DIRECTIONS FOR THIS TASK
State how many lines in the entries below hold the word "asJson", with nothing besides the number.

RECORDS SUPPLIED
---*---
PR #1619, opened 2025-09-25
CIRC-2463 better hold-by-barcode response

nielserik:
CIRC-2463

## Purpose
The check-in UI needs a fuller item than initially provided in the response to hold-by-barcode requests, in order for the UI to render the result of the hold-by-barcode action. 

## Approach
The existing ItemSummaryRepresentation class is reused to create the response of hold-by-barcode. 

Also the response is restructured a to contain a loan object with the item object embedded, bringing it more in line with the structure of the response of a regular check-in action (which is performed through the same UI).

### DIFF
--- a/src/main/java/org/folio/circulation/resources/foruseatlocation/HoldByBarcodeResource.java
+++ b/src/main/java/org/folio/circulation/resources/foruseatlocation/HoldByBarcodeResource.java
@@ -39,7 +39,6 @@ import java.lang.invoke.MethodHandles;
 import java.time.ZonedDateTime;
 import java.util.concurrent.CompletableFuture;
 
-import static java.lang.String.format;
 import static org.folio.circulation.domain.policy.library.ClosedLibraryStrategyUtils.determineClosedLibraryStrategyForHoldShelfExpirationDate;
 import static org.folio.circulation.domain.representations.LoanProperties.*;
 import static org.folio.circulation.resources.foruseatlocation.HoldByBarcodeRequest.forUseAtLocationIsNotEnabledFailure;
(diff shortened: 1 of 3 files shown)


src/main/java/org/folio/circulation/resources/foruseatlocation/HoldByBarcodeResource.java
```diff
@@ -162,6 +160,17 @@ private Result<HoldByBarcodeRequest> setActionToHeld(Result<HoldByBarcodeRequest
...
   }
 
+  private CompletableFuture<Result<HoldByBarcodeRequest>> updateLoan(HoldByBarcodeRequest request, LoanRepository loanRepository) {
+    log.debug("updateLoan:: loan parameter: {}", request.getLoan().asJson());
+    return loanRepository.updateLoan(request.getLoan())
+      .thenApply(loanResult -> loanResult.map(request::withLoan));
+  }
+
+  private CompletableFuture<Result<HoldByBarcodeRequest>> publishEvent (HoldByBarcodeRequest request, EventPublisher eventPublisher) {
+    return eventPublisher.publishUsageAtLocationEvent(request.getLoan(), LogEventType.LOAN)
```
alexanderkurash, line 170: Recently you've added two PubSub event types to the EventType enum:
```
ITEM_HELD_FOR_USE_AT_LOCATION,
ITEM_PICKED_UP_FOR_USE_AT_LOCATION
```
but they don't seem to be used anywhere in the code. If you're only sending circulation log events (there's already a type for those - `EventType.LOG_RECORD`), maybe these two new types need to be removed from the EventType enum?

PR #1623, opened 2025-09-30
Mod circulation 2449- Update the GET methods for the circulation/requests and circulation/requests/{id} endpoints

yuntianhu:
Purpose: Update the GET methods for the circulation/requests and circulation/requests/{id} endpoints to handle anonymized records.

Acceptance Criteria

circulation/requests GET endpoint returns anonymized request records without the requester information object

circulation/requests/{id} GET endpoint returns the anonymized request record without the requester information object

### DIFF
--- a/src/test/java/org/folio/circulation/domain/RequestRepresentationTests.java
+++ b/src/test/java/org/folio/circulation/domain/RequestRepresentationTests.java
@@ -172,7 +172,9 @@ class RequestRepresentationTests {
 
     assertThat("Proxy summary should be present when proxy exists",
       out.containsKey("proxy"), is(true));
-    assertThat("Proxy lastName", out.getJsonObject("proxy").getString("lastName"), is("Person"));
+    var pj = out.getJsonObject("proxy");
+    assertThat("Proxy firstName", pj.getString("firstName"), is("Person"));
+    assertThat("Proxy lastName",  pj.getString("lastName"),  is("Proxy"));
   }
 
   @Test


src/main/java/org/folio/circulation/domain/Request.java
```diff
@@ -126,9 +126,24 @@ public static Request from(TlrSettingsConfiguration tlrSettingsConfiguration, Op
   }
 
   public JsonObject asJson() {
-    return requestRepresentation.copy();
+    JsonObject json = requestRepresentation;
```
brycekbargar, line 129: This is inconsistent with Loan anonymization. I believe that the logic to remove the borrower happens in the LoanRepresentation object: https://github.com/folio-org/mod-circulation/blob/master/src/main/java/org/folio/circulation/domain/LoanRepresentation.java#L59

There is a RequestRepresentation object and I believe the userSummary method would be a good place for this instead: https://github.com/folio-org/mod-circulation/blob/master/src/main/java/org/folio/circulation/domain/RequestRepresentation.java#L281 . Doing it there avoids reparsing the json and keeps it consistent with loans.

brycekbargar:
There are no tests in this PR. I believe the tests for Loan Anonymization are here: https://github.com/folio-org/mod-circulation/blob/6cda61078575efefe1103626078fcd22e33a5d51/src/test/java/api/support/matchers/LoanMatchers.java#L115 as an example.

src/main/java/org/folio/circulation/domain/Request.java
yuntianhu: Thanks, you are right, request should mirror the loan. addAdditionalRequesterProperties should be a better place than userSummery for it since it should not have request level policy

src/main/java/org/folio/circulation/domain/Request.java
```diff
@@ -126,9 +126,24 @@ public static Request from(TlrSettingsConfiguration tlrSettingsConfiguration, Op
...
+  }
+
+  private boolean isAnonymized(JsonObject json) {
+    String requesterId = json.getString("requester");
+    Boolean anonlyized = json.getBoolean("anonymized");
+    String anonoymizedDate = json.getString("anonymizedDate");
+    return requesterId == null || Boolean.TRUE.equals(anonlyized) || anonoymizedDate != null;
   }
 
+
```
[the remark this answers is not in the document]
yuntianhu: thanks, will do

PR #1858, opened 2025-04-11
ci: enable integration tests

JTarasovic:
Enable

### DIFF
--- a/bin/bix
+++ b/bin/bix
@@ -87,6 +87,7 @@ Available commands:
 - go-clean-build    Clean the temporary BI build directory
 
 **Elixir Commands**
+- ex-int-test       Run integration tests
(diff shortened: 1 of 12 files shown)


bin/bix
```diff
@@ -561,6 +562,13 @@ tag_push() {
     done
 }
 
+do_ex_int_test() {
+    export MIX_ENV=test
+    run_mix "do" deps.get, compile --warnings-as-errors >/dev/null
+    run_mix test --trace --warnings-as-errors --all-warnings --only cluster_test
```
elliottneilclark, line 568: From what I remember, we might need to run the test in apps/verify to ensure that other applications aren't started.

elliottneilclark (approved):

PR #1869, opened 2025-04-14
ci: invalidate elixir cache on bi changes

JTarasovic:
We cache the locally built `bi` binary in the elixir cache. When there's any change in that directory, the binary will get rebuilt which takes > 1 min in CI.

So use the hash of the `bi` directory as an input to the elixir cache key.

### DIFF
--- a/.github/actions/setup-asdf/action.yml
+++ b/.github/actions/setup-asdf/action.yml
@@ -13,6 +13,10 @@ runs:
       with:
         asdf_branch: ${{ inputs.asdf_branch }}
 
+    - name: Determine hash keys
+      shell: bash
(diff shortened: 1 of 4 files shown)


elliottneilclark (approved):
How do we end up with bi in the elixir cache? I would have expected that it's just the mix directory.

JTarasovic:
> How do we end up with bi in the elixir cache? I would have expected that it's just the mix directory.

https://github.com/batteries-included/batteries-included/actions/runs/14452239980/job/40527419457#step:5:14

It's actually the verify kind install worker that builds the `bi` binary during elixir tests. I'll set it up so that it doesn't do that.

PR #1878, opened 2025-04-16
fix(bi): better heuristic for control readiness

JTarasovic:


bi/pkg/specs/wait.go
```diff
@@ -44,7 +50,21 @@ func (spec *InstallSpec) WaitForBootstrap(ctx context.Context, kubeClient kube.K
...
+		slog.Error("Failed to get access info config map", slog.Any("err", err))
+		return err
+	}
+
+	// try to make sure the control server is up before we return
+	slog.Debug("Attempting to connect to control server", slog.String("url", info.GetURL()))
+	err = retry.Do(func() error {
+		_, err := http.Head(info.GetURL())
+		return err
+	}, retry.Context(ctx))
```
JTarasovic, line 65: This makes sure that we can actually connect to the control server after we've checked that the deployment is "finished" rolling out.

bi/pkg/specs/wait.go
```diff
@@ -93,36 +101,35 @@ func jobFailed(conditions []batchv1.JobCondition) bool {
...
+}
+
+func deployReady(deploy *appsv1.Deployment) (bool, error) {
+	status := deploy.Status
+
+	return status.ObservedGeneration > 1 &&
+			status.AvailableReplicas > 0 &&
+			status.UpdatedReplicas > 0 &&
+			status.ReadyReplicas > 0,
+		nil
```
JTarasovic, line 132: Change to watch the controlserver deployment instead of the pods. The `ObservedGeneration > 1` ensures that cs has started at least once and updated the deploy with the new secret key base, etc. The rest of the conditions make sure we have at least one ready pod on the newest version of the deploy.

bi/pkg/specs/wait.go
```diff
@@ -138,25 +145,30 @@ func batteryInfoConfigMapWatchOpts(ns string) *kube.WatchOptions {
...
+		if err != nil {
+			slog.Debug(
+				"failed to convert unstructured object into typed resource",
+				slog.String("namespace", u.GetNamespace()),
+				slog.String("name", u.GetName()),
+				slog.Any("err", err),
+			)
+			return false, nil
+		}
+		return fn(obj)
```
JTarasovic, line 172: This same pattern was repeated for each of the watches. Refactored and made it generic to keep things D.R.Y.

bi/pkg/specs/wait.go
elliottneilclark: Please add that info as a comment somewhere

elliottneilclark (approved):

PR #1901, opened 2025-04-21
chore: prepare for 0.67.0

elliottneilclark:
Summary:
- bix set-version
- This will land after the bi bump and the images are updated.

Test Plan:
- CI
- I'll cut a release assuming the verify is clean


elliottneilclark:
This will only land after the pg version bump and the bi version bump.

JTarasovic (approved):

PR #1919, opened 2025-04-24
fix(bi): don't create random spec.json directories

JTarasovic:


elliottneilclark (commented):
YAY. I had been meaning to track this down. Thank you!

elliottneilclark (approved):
---*---
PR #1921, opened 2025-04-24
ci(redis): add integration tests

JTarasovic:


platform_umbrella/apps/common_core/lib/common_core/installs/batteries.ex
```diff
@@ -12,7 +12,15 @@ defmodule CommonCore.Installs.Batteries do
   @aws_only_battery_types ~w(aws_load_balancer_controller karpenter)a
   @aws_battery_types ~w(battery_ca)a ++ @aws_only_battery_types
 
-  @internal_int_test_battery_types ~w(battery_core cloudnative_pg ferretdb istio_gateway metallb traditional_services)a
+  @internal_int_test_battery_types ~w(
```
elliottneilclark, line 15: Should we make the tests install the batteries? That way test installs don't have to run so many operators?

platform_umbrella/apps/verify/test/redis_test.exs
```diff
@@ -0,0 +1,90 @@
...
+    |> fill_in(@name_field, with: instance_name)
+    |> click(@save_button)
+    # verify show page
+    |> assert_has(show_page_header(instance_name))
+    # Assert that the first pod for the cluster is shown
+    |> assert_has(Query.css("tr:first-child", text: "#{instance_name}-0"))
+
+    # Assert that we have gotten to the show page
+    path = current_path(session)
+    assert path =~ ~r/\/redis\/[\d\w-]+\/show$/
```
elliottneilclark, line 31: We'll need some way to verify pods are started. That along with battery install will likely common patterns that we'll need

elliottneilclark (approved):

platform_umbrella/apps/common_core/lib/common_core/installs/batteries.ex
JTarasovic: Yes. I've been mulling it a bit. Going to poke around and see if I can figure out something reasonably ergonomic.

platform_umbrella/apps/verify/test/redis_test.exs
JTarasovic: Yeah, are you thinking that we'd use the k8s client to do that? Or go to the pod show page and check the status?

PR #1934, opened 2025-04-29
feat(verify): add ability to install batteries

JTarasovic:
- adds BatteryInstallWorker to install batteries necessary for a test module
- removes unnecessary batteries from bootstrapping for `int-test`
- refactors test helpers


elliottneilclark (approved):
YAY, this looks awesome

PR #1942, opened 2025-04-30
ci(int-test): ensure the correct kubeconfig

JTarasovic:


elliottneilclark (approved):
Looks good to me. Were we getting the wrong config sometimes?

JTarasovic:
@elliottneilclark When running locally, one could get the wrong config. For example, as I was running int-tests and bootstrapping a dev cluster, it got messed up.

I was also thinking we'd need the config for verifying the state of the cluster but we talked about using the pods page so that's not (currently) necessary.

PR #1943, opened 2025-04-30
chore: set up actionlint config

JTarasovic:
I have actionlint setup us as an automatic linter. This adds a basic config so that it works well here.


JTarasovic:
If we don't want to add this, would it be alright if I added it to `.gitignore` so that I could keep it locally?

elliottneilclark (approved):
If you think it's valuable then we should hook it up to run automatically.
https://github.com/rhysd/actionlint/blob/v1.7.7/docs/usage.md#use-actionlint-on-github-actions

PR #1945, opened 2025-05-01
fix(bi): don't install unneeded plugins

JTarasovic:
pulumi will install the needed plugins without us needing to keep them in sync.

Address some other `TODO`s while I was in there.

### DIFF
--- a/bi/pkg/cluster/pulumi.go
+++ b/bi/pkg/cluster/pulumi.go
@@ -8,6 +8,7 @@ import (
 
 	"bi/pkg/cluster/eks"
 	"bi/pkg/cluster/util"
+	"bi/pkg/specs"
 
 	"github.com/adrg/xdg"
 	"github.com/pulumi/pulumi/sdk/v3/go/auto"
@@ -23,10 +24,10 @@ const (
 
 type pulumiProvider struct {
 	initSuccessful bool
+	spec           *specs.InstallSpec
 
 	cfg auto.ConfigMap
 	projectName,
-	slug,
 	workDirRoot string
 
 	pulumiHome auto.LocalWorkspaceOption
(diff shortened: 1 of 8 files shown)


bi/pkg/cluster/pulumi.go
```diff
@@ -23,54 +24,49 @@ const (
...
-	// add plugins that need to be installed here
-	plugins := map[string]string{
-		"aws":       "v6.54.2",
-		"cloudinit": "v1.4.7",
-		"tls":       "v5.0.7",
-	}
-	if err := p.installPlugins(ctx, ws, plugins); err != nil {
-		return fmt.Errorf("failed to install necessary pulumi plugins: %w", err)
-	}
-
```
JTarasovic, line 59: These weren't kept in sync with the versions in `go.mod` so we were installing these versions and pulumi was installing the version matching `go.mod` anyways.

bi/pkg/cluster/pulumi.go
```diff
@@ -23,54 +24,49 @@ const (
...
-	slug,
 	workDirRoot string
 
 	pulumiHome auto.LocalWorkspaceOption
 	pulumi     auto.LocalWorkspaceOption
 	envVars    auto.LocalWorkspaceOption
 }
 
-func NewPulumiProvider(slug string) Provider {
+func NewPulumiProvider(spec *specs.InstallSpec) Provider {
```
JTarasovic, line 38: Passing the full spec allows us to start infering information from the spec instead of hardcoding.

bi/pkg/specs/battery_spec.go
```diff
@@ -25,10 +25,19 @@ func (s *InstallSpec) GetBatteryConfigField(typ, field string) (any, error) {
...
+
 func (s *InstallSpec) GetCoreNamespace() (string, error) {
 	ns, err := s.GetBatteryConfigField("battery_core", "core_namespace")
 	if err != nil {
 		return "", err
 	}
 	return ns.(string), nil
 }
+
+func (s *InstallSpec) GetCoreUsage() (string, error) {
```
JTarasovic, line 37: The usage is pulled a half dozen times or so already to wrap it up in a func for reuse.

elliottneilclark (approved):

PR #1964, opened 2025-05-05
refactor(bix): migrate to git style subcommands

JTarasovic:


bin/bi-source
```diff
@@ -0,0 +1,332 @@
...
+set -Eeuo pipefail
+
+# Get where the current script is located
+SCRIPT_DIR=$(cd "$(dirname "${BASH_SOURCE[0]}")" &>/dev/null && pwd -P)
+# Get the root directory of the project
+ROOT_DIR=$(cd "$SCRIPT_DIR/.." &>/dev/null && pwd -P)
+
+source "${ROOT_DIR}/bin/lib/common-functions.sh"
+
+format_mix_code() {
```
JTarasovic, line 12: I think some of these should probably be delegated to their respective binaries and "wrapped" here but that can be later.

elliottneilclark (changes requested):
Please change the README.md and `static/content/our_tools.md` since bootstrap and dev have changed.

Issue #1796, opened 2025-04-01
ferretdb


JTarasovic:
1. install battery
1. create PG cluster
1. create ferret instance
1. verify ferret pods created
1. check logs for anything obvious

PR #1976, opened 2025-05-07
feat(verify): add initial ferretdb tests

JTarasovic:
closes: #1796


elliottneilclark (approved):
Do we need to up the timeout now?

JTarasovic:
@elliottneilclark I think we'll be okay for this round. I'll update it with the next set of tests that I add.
---*---
RESPONSE BOX
2